Center for Bioinformatics and Computational Biology, Institute of Biomedical Sciences, School of Life Science, East China Normal University, Shanghai 200241, China.
Sci China Life Sci. 2011 Dec;54(12):1129-33. doi: 10.1007/s11427-011-4256-9. Epub 2012 Jan 7.

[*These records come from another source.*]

PR #879, opened 2026-05-04
fix(assistant): return None for empty query in KnowledgeStore.recall (closes #824)

### LINKED ISSUE #824: [assistant] KnowledgeStore.recall returns random facts for empty query instead of None
## What happened
In `knowledge.py` line 396, `_recall_keyword()` has:
```python
query_tokens = set(query.lower().split())
if not query_tokens:
    return facts[:k]
```

When `query` is an empty string (or contains only whitespace), `query.lower().split()` returns an empty list, so `query_tokens` is empty, and the function returns `facts[:k]` - the first k facts from the store, regardless of relevance.

## What expected
An empty query should return None since there's nothing to match against. Returning random facts doesn't help the agent and could lead to irrelevant context being injected.

## Steps to reproduce
1. Call `knowledge_store.recall("")` or `recall("   ")`
2. Observe that it returns the first k facts instead of None
3. The agent receives irrelevant context

## Component
assistant

## Severity
low

## Environment
All environments

## Version
Current (v0.8.0)

## Files affected
- `src/assistant/knowledge.py` line 396 (`_recall_keyword`)

## Analysis
The issue is that `_recall_keyword()` returns `facts[:k]` for empty queries. This could inject irrelevant context into the agent's prompt, potentially:
- Confusing the agent
- Wasting token budget
- Exposing unrelated facts

The `_recall_semantic()` function doesn't have this issue - it would return an empty list `[]` when no docs match, leading to `matched = []` at line 391.

## Recommended fix
Add a check at the start of `_recall_keyword`:
```python
def _recall_keyword(self, query: str, k: int, facts: list[Fact]) -> list[Fact]:
    """Keyword overlap recall — fallback when FAISS is not available."""
    if not query or not query.strip():
        return []  # Empty query returns no results
    
    query_tokens = set(query.lower().split())
    if not query_tokens:
        return facts[:k]  # Fallback for edge cases
```

Or simply:
```python
if not query.strip():
    return []  # Empty query - no results
```

This would make both semantic and keyword recall consistent in handling empty queries.

ghost:
Closes #824

## Summary
`_recall_keyword()` in `knowledge.py` returned `facts[:k]` for empty or whitespace-only queries, causing the agent to receive irrelevant random facts instead of no context.

## Changes
- Return `[]` early in `_recall_keyword()` when query is empty or whitespace-only
- Return `[]` when `query_tokens` is empty after split (second guard)
- Add test `test_recall_empty_query_returns_none` covering empty string, spaces, and tabs/newlines

## Validation
- 6/6 recall tests pass
- ruff clean, black formatted, pyright 0 errors


ghost (approved):
## Ami Wong QA Review — APPROVED ✅

**PR:** #879 — Barney, fixes #824 (empty query recall)

### What I checked

#### Code changes — ✅ CORRECT
- `_recall_keyword()` in `knowledge.py`:
  - Line 396-397: Early `if not query or not query.strip(): return []` — catches empty strings, whitespace, and None
  - Line 399: Changed `return facts[:k]` → `return []` when `query_tokens` is empty after split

De novo transcriptome assembly is an important approach in RNA-Seq data analysis and it can help us to reconstruct the transcriptome and investigate gene expression profiles without reference genome sequences. We carried out transcriptome assemblies with two RNA-Seq datasets generated from human brain and cell line, respectively. We then determined an efficient way to yield an optimal overall assembly using three different strategies. We first assembled brain and cell line transcriptome using a single k-mer length. Next we tested a range of values of k-mer length and coverage cutoff in assembling. Lastly, we combined the assembled contigs from a range of k values to generate a final assembly. By comparing these assembly results, we found that using only one k-mer value for assembly is not enough to generate good assembly results, but combining the contigs from different k-mer values could yield longer contigs and greatly improve the overall assembly.
从头转录组组装是 RNA-Seq 数据分析中的一种重要方法,它可以帮助我们在没有参考基因组序列的情况下重建转录组并研究基因表达谱。我们分别使用两个来自人脑和细胞系的 RNA-Seq 数据集进行转录组组装。然后,我们确定了使用三种不同策略生成最佳整体组装的有效方法。我们首先使用单个 k-mer 长度组装脑和细胞系转录组。接下来,我们在组装中测试了 k-mer 长度和覆盖范围的一系列值。最后,我们将来自一系列 k 值的组装连续体组合在一起,生成最终的组装。通过比较这些组装结果,我们发现仅使用一个 k-mer 值进行组装不足以生成良好的组装结果,但是组合来自不同 k-mer 值的连续体可以生成更长的连续体,并大大提高整体组装质量。